Among the many techniques available to use, a good technique to consider by both product managers, project managers, and business analysts is the SIPOC model. Using this model can help understand the relevance and importance of the entire value chain and the business impact of delivering or not delivering these wish-list features! Additional techniques include the benefits register, use case diagram, SWOT, PESTLE analysis, etc.

Scope Creep: This is a popular terminology even among agile practitioners that despises anything plan-driven. Although many relate to these concepts, there is a misconception that scope creep only involves the addition of new features not originally in the scope. Scope creep may also result from removal from scope any requirement and based on the time of the request, there may be rework required to revert some or all the changes done.

Perhaps mistakenly inherited from some of the account managers viewing scope creep as change orders executed with their client to reconcile financial changes in scope, the need to understand the process used in managing the product, program, or project cannot be emphasized more. Any organizational change control policy or governance framework must document changes not in the form of scope initiated by the client or product managers due to the market forces in the form of new or modified requirements but also the changes to the environmental context that also impacts the project’s schedule, cost, risk and quality.

Since the scope may have to reworked to bring the project to the same stability before additional work can be executed or released to the customer, the project manager’s astute awareness of the commercial and non-commercial aspects of the project’s boundary conditions may very well require additional stakeholders to be identified.

Scope Kill: It is an attempt to disengage with new ideas because the project’s operating framework doesn’t allow it, or the organizational culture doesn’t have an appetite for innovative ideas. There are many reasons for these "scope kill" contributors and some may include the scrum master not parking new ideas to be discussed at a later point and using time-boxing as an excuse to immediately mute the flow of ideas.
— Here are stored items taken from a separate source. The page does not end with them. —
PR #8414, opened 2026-03-16
Add deferred point count to UpdateQueueInfo

JojiiOfficial:
Depends on #8366

Adds the amount of deferred points to the `UpdateQueueInfo` to make it public via `CollectionInfo`.

### DIFF
--- a/lib/collection/src/shards/local_shard/mod.rs
+++ b/lib/collection/src/shards/local_shard/mod.rs
@@ -1024,7 +1024,7 @@ impl LocalShard {
                 .await;
 
             if let Err(err) = &deferred_point_count {
-                log::warn!("Failed to get deferred ponit counts: {err:?}");
+                log::warn!("Failed to get deferred point counts: {err:?}");
             }
 
             deferred_point_count.ok()


lib/collection/src/shards/local_shard/mod.rs
```diff
@@ -1080,7 +1119,7 @@ impl LocalShard {
 
         let (status, optimizer_status) = self.local_shard_status().await;
 
-        let update_queue = self.local_update_queue_info();
+        let update_queue = self.local_update_queue_info().await;
```
agourlay, line 1141: It seems `local_update_queue_info` is also re-iterating over all segments.

Can't we merge the `deferred_point_count` accumulation into the previous segments traversal?

Was it done this way for re-usability?

JojiiOfficial: > Was it done this way for re-usability?

Exactly. We also use this function for telemetry [here](https://github.com/qdrant/qdrant/blob/4bd27d384f8e5d61acc0e12f4f75b49903fd2aa4/lib/collection/src/shards/local_shard/telemetry.rs#L116). So it's duplicate code vs iterating twice. To have a single source of truth, I went with the iterating twice approach but I don't have a strong preference here.

JojiiOfficial: On a second thought, we could add a `segments: Option<&[LockedSegment]>` parameter to `local_shard_status()` and don't lock if `Some(..)`. It's a bit hacky but his way we can reuse this function and keep code-duplication low. Wdyt?

lib/collection/src/shards/local_shard/mod.rs
```diff
@@ -970,10 +970,56 @@ impl LocalShard {
...
+            f(&segments)
+        });
+
+        AbortOnDropHandle::new(handle)
+    }
+
+    pub async fn local_update_queue_info(&self) -> ShardUpdateQueueInfo {
+        let deferred_point_count = self
+            .do_with_segments(|segments| {
+                segments
```
agourlay: in that case, we actually just need to iterate over the appendable segments

lib/collection/src/shards/local_shard/mod.rs
agourlay: I agree sounds a bit hacky.

lib/collection/src/shards/local_shard/mod.rs
JojiiOfficial: https://github.com/qdrant/qdrant/pull/8414/commits/13d93a933d34558e454fa338417082c4c1ad015d

lib/collection/src/shards/local_shard/mod.rs
```diff
@@ -970,10 +970,66 @@ impl LocalShard {
...
+            };
+
+            f(&segments)
+        });
+
+        AbortOnDropHandle::new(handle)
+    }
+
+    pub async fn local_update_queue_info(&self) -> ShardUpdateQueueInfo {
+        let deferred_point_count = self
```
agourlay: why not computing this only if `prevent_unoptimized` is on?

JojiiOfficial: Good point. Done in https://github.com/qdrant/qdrant/pull/8414/commits/96c65eec22742203374a9a86cb3304d21646309e

lib/collection/src/shards/local_shard/mod.rs
```diff
@@ -971,10 +971,71 @@ impl LocalShard {
...
+            let deferred_point_count = self
+                .do_with_segments(
+                    |segments| {
+                        segments
+                            .iter()
+                            .map(|segment| segment.get().read().deferred_point_count())
+                            .sum::<usize>()
+                    },
+                    true,
+                )
```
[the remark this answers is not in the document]
JojiiOfficial: Only appendable segments have deferred points. That's by design and will never change

PR #8434, opened 2026-03-17
Further split segment traits

monoid:
Make Y-shaped segment trait hierarchy: introduce a `SearchSegmentEntry` with common functionality, and `NonAppendableSegmentEntry` for non-appendable segments, and `SegmentEntry` for appendable ones.

It would allow to to have `NonAppendableSegmentEntry` and `SegmentEntry` methods have different mutability, and have different segment type to have different implementation.

### All Submissions:

### New Feature Submissions:

### Changes to Core Features:

### DIFF
--- a/lib/segment/src/entry/entry_point.rs
+++ b/lib/segment/src/entry/entry_point.rs
@@ -293,77 +293,7 @@ pub trait StorageSegmentEntry: ReadSegmentEntry {
 /// Assume all operations are idempotent - which means that no matter how many times an operation
 /// is executed - the storage state will be the same.
 pub trait NonAppendableSegmentEntry: StorageSegmentEntry {
-    fn delete_point_concurrent(
-        &mut self,
-        op_num: SeqNumberType,
-        point_id: PointIdType,
-        hw_counter: &HardwareCounterCell,
-    ) -> OperationResult<bool>;
-}
-
-/// Define mutable operations which can be performed with Segment or Segment-like entity.
-///
-/// Assume all operations are idempotent - which means that no matter how many times an operation
-/// is executed - the storage state will be the same.
-///
-/// This is not a superset of `NonAppendableSegmentEntry` as its operations (will) differ in mutability.
-pub trait SegmentEntry: StorageSegmentEntry {
     fn delete_point(
-        &mut self,
-        op_num: SeqNumberType,
-        point_id: PointIdType,
-        hw_counter: &HardwareCounterCell,
-    ) -> OperationResult<bool>;
-
-    fn upsert_point(
-        &mut self,
-        op_num: SeqNumberType,
-        point_id: PointIdType,
-        vectors: NamedVectors,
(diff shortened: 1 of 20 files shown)


lib/segment/src/entry/entry_point.rs
```diff
@@ -27,11 +27,11 @@ use crate::types::{
     VectorName, VectorNameBuf, WithPayload, WithVector,
 };
 
-/// Define all operations which can be performed with non-appendable Segment or Segment-like entity.
+/// Define all operations on segment that do not require mutable access.
 ///
 /// Assume all operations are idempotent - which means that no matter how many times an operation
 /// is executed - the storage state will be the same.
-pub trait NonAppendableSegmentEntry: SnapshotEntry {
+pub trait SearchSegmentEntry: SnapshotEntry {
```
generall: `flush`, `drop_data`, delete & create payload index should not be part of read-only segment.

generall: Also, how about renaming `Search` -> `Read`? Cause it is not only search happening here

lib/shard/src/locked_segment.rs
```diff
@@ -57,7 +57,7 @@ impl LockedSegment {
         }
     }
 
-    pub fn get_non_appendable(&self) -> &RwLock<dyn NonAppendableSegmentEntry> {
+    pub fn get_non_appendable(&self) -> &RwLock<dyn SearchSegmentEntry> {
```
generall: get_non_appendable -> get_read?

lib/shard/src/proxy_segment/segment_entry.rs
```diff
@@ -818,8 +774,63 @@ impl SegmentEntry for ProxySegment {
...
+                    }
+                }
+                None
+            }
+        };
+
+        self.set_deleted_offset(point_offset);
+
+        Ok(was_deleted)
     }
```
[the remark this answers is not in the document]
generall: this PR only moves function, it doesn't change it

lib/segment/src/entry/entry_point.rs
monoid: I think `flush` and `drop` make sense for the base trait as it is common functionality.  For the indices, I suggest to keep it as is, because later I will implement it differently (perhaps, I will do a separate method for index storage as I do for point mappings).

I can do refine the hierarchy in even more detail: `Base` (`flush`, `drop`) -> `Read` (search, etc) -> other.

monoid: Or `SegmentEntry: ReadEntry, StorageEntry`.

generall (changes requested):
newly introduced `*_mut` functions duplicate a lot of code. They are not strictly necessary for this PR, please remove

generall:
@monoid there are conflicts again =(

monoid:
> @monoid there are conflicts again =(

Rebased.

PR #8435, opened 2026-03-17
Don't insert deferred points into sparse index

JojiiOfficial:
Depends on #8415 

This PR reverts changes to sparse vector search from https://github.com/qdrant/qdrant/pull/8299 and instead of filtering, we now completely ignoring inserting deferred points into the sparse index. This reduces code complexity and potentially improves on search performance.

## Design decision

To prevent passing `deferred_internal_id` in the `VectorIndex` trait, the `SparseVectorIndex` struct now holds a copy of that value.
The disadvantage of this approach is having multiple source of truths and having to adjust the existing unit tests.
However, it greatly improves on the necessary changes and overall code style.

## Potential issues
An inconsistency issue that must be considered here is the scenario of a user changing `prevent_unoptimized` and then restarting Qdrant. Since we don't persist the parameter, we will show all previously deferred points _except_ sparse vectors, since they haven't been inserted into the index in the beginning. This means search operations could become inconsistent depending on which vector was used during search.
The optimizer will deal with this inconsistency and create proper sparse indices after optimization. With other words, this inconsistency scenario will only be present for a limited amount of time.

## Note
The changes in `lib/sparse/src/index/search_context.rs` have been checked out to the latest commit before #8299. Therefore this file can be easily reviewed by file comparison.

### DIFF
--- a/lib/segment/src/index/sparse_index/sparse_vector_index.rs
+++ b/lib/segment/src/index/sparse_index/sparse_vector_index.rs
@@ -575,7 +575,7 @@ impl<TInvertedIndex: InvertedIndex> VectorIndex for SparseVectorIndex<TInvertedI
         let mut results = Vec::with_capacity(vectors.len());
         let mut prefiltered_points = None;
 
-        assert_eq!(
+        debug_assert_eq!(
             self.deferred_internal_id,
             query_context.deferred_internal_id(),
             "SparseIndex and VectorQueryContext deferred_internal_id consistency violated."


lib/segment/src/index/sparse_index/sparse_vector_index.rs
```diff
@@ -681,19 +683,26 @@ impl<TInvertedIndex: InvertedIndex> VectorIndex for SparseVectorIndex<TInvertedI
...
             old_vector.map(SparseVector::try_from).transpose()?;
 
-        // do not upsert empty vectors into the index
-        if !vector.is_empty() {
+        let point_is_deferred = self
+            .deferred_internal_id
+            .is_some_and(|deferred| id >= deferred);
+
+        // do not upsert empty or deferred vectors into the index
+        if !vector.is_empty() && !point_is_deferred {
```
JojiiOfficial: The main change of this PR, ignoring deferred points during insertion.

IvanPleshkov:
`VectorQueryContext` contains deferred id. I propose to add to the sparse search an assert to check that `VectorQueryContext::deferred_internal_id` is equal to the value in `SparseVectorIndex`.

lib/segment/src/index/sparse_index/sparse_vector_index.rs
```diff
@@ -681,19 +690,26 @@ impl<TInvertedIndex: InvertedIndex> VectorIndex for SparseVectorIndex<TInvertedI
...
```
IvanPleshkov: I propose to return because of deferred earlier before the conversion into `SparseVector`, we perform a couple of unnecessary allocations

JojiiOfficial: Done https://github.com/qdrant/qdrant/pull/8435/commits/2482aa99b1114cb09738c5f83cc67bb01c33de55

IvanPleshkov: Hmmm... Let's discuss if it's safe to just return before upserting into the index. I'm not deep in the context but I think we are good just to call the return statement before upsertion

lib/segment/src/segment_constructor/segment_constructor_base.rs
```diff
@@ -689,9 +692,7 @@ fn create_segment(
         deferred_point_status: None,
     };
 
-    if let Some(deferred_internal_id) = deferred_internal_id
-        && segment.is_appendable()
-    {
+    if let Some(deferred_internal_id) = deferred_internal_id {
```
IvanPleshkov, line 697: I like that you refactored the `is_appendable` check.
Maybe as a next change after release, but I think we can go deeper.
We can move `calculate_deleted_deferred_point_count` into if tracker trait (as a default fn implementation) with deferred internal id as an argument. It will allow us to remove `deferred_point_status: None` while segment struct construction, and we can remove this ugly part where we modify just the created segment

lib/segment/src/segment_constructor/segment_builder.rs
```diff
@@ -686,6 +688,9 @@ impl SegmentBuilder {
                 if sparse_vector_config.index.index_type.is_on_disk() {
                     index.clear_cache()?;
                 }
+
+                // Ensure we don't use the sparse vector index in future because it's missing proper setup of deferred points.
+                drop(index);
```
IvanPleshkov, line 693: I like this `drop` call to mark in the code that we don't use the created index with the tmp deferred internal ID param.

lib/segment/src/index/sparse_index/sparse_vector_index.rs
```diff
@@ -572,6 +574,13 @@ impl<TInvertedIndex: InvertedIndex> VectorIndex for SparseVectorIndex<TInvertedI
     ) -> OperationResult<Vec<Vec<ScoredPointOffset>>> {
         let mut results = Vec::with_capacity(vectors.len());
         let mut prefiltered_points = None;
+
+        assert_eq!(
```
agourlay: IMHO this should be a debug_assert + a warning log

blowing up the search thread is too radical

agourlay:
I am really on the fence regarding the duplication of the source of truth.

> To prevent passing deferred_internal_id in the VectorIndex trait, the SparseVectorIndex struct now holds a copy of that value.

How bad is it to change the trait to pass the deferred_id there?

JojiiOfficial:
> How bad is it to change the trait to pass the deferred_id there?

It would be required to change in these 4 places:
https://github.com/qdrant/qdrant/blob/bd34d52578399a368f203ffe029780a37d817136/lib/segment/src/index/vector_index_base.rs#L196
https://github.com/qdrant/qdrant/blob/6ddb81d1b6eeed235e29a4e545a6dd06b4258031/lib/segment/src/index/plain_vector_index.rs#L84
https://github.com/qdrant/qdrant/blob/6ddb81d1b6eeed235e29a4e545a6dd06b4258031/lib/segment/src/index/hnsw_index/hnsw.rs#L1405
https://github.com/qdrant/qdrant/blob/49cc0eb050b3ab828e4398e64b76eff9ab5651fc/lib/segment/src/index/sparse_index/sparse_vector_index.rs#L567

I think it is a potential footgun to make it a parameter in the trait signature and then only apply it in one of the implementations. So if we'd add `deferred_id` to the trait, we should also account for it in all of them and not silently ignore the value in 3/4 cases.

lib/segment/src/index/sparse_index/sparse_vector_index.rs
JojiiOfficial: Done: https://github.com/qdrant/qdrant/pull/8435/commits/d3d61eb8f20e481552d5a4e4c893c504e78737ba

PR #8443, opened 2026-03-18
Use `GeoHash` instead of `&GeoHash`

xzfc:
First commit in the stack #8433.


xzfc:
> I don't understand why we should care about it

My private branch that integrates UIO into `geo_index` depends on it. I extracted this change for easier review because it's self-contained.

Several tools exist to control scope but one of the most critical tools is to have a RACI through which the Stakeholder map can be formed better to build alliances and form bridges to ensure that benefits are aligned, risks are mitigated, and quality is not compromised. The other tools include risk register, communication plan, stakeholder register, risk-adjusted backlog, a documented change control process and blue ocean thinking.

Scope Leap: Another uncommon terminology related to scope management is the scope leap, which is a result of a dramatic shift in the strategic focus or tactical direction of the organization altering the backdrop under which the project, product, or program is operating. In such cases, the measurable organizational value (MOV) no longer holds true completely. As a result, the focus of the minimum viable product may also have its significance for the product and project managers.

The biggest challenge comes when the same techniques for handling the Scope creep are used. Often, scope leap is happening when the project is in-flight, and it is understandable why one would resort to these techniques. However, since the project’s assumptions and subsequently the charter have been changed, getting back to the scope grope tools is better to revalidate ourselves before moving forward.

In the end, before any technology can be associated with a project’s failure, think of the role played by people, process, and organizations on a product and project’s scope and the resulting outcomes. It is possible for an IT project to fail because of technology but not all the technology project's failure come from technology failure!